If I was appointed to a position where I could promote and influence running throughout the country (heck, the world!), the Angel Run 5k is the type of race I’d wish for every local community. It’s a family-oriented day built around a great cause and celebrates being active as a family. Yes, there is a competitive portion to the run (more on that in a second) but the vast majority of the race is kids, and moms, and dads, and dogs, and strollers, and costumes getting out running or walking the course. It’s a small, local race but it’s one of my favorite days of the year.

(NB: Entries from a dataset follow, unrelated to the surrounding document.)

PR #3423, opened 2022-05-25
Simplify kv message store by embed the store

nopcoder:
Embed kv store into message store.
It simplifies with the message store as it will continue to function as a store and enrich more message type operations.


N-o-Z (approved):
Looks great! Thanks!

It was a full family affair for us. While I ran in the competitive corralle, Michelle, the girls and their grandparents all, also took part.
It wasn’t my best race, far from it, and I let myself get sidetracked by some negative thoughts but the rest of the clan was very happy with their performances.
In the days leading up to the race, there were plenty of opportunities to pick up bibs and shirts ahead of time. There were options on Friday and Saturday, as well as Sunday before the race. Another plus for the race? It starts at 12:30 so if the day is going to warm up, it at least has a chance. No 7 a.m. runs in single digits. Not most years at least.
They’ve tweaked the course and the start over the years and now have it set up so there is a corralle in front for faster runners. It used to be very hazardous with all the kids sprinting out for 50 yards before coming to a dead stop. There is also now a long straightaway before you hit the first public road (there is a police escort and some police presence throughout but the roads remain open).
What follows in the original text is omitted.